── Task inputs
PR #906, opened 2025-06-12
ensure that zero-arg tools have valid parameters struct

tazjin:
Some implementations of the OpenAI API (notably, when talking to OpenAI's o3 and up) require tools that have no parameters to still supply a valid object describing them instead of just `null`.

OpenAI's own older implementations (e.g. when talking to 4.1) handle `null` fine, and so do basically all other OpenAI-like endpoints I've tested. All implementations seem to work with the empty but valid object.

I read the docs for json-serialize and couldn't figure out another way to ensure that we get an empty `{}` instead of just a `:null`, hence the empty hash-table.


karthink:
Thanks for the PR.

Is there some reason this doesn't work?

```elisp
(gptel--json-encode '(:parameters (:type "object" :properties nil)))
;; => {"parameters":{"type":"object","properties":{}}}
```

> All implementations seem to work with the empty but valid object.

It was changed recently to `:parameters :null` because of compatibility issues (#818), so we need to be sure of this.  What providers have you tried besides OpenAI?

tazjin:
> Is there some reason this doesn't work?

Huh, that does work. For some reason I was sure that `nil` would serialise as an empty list, but in testing this does yield the correct `{}` object.

>  What providers have you tried besides OpenAI?

OpenAI (various models), company-internal proxy to various models, Anthropic.

I'm going to be running this patch for a while and try some more models. For now I haven't run into any issues. It could at least be a config option if you want to be overly cautious, but I don't see much reason why a "more valid" object would cause failures than a "less valid" one.

By the way, thanks for gptel - it is by far the best interface to these things that exists so far. I mean in general, not just in Emacs.

karthink:
> OpenAI (various models), company-internal proxy to various models, Anthropic.

The non-uniformity of behavior is across "OpenAI-compatible" APIs, like OpenAI itself, Openrouter, Groq, Stability, Perplexity, Together.ai, Anyscale, Deepseek, Cerebras, xAI, Bedrock etc.

OpenAI does not publish a formal spec for its API, so every provider is free to interpret unspecified behavior however they'd like.  These are the ones that need testing with this patch applied.

> I'm going to be running this patch for a while and try some more models. For now I haven't run into any issues. It could at least be a config option if you want to be overly cautious,

Making this configurable is a worse option as I see it.  I think it's gptel's job to sort details like this out so the user doesn't have to worry about it.

> but I don't see much reason why a "more valid" object would cause failures than a "less valid" one.

True.  Maybe we should just apply it and see if anyone using one of the other APIs above reports a bug.

> By the way, thanks for gptel - it is by far the best interface to these things that exists so far. I mean in general, not just in Emacs.
 
Cheers!

tazjin:
> True. Maybe we should just apply it and see if anyone using one of the other APIs above reports a bug.

I've tried it with our local DeepSeek installation, but it is experiencing general issues with tool calls atm so the results are inconclusive. It does seem to accept the tool list fine though. The other APIs in the list I personally don't use.

tazjin:
@karthink Tested:

- OpenAI
- Anthropic
- OpenRouter
- aitunnel.ru
- DeepSeek (public)
- DeepSeek (local setup using `sglang`)
- Gemini (albeit through a proxy, but one that should just pass through requests transparently)

karthink:
Thanks for testing against many APIs!  That gives me enough confidence to merge this. 👍

tazjin:
Thanks! Note that within APIs there might also be differences (e.g. OpenAI specifically seems to have slightly different parsers for different models), so lets keep an eye out for problems anyways. If you see anything related, feel free to tag me, too, I'll be happy to take a look.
────
Exercise goal: Prepare a faithful transcription of the material above, with nothing altered.

Result of the exercise:
PR #906, opened 2025-06-12
ensure that zero-arg tools have valid parameters struct

tazjin:
Some implementations of the OpenAI API (notably, when talking to OpenAI's o3 and up) require tools that have no parameters to still supply a valid object describing them instead of just `null`.

OpenAI's own older implementations (e.g. when talking to 4.1) handle `null` fine, and so do basically all other OpenAI-like endpoints I've tested. All implementations seem to work with the empty but valid object.

I read the docs for json-serialize and couldn't figure out another way to ensure that we get an empty `{}` instead of just a `:null`, hence the empty hash-table.


karthink:
Thanks for the PR.

Is there some reason this doesn't work?

```elisp
(gptel--json-encode '(:parameters (:type "object" :properties nil)))
;; => {"parameters":{"type":"object","properties":{}}}
```

> All implementations seem to work with the empty but valid object.

It was changed recently to `:parameters :null` because of compatibility issues (#818), so we need to be sure of this.  What providers have you tried besides OpenAI?

tazjin:
> Is there some reason this doesn't work?

Huh, that does work. For some reason I was sure that `nil` would serialise as an empty list, but in testing this does yield the correct `{}` object.

>  What providers have you tried besides OpenAI?

OpenAI (various models), company-internal proxy to various models, Anthropic.

I'm going to be running this patch for a while and try some more models. For now I haven't run into any issues. It could at least be a config option if you want to be overly cautious, but I don't see much reason why a "more valid" object would cause failures than a "less valid" one.

By the way, thanks for gptel - it is by far the best interface to these things that exists so far. I mean in general, not just in Emacs.

karthink:
> OpenAI (various models), company-internal proxy to various models, Anthropic.

The non-uniformity of behavior is across "OpenAI-compatible" APIs, like OpenAI itself, Openrouter, Groq, Stability, Perplexity, Together.ai, Anyscale, Deepseek, Cerebras, xAI, Bedrock etc.

OpenAI does not publish a formal spec for its API, so every provider is free to interpret unspecified behavior however they'd like.  These are the ones that need testing with this patch applied.

> I'm going to be running this patch for a while and try some more models. For now I haven't run into any issues. It could at least be a config option if you want to be overly cautious,

Making this configurable is a worse option as I see it.  I think it's gptel's job to sort details like this out so the user doesn't have to worry about it.

> but I don't see much reason why a "more valid" object would cause failures than a "less valid" one.

True.  Maybe we should just apply it and see if anyone using one of the other APIs above reports a bug.

> By the way, thanks for gptel - it is by far the best interface to these things that exists so far. I mean in general, not just in Emacs.
 
Cheers!

tazjin:
> True. Maybe we should just apply it and see if anyone using one of the other APIs above reports a bug.

I've tried it with our local DeepSeek installation, but it is experiencing general issues with tool calls atm so the results are inconclusive. It does seem to accept the tool list fine though. The other APIs in the list I personally don't use.

tazjin:
@karthink Tested:

- OpenAI
- Anthropic
- OpenRouter
- aitunnel.ru
- DeepSeek (public)
- DeepSeek (local setup using `sglang`)
- Gemini (albeit through a proxy, but one that should just pass through requests transparently)

karthink:
Thanks for testing against many APIs!  That gives me enough confidence to merge this. 👍

tazjin:
Thanks! Note that within APIs there might also be differences (e.g. OpenAI specifically seems to have slightly different parsers for different models), so lets keep an eye out for problems anyways. If you see anything related, feel free to tag me, too, I'll be happy to take a look.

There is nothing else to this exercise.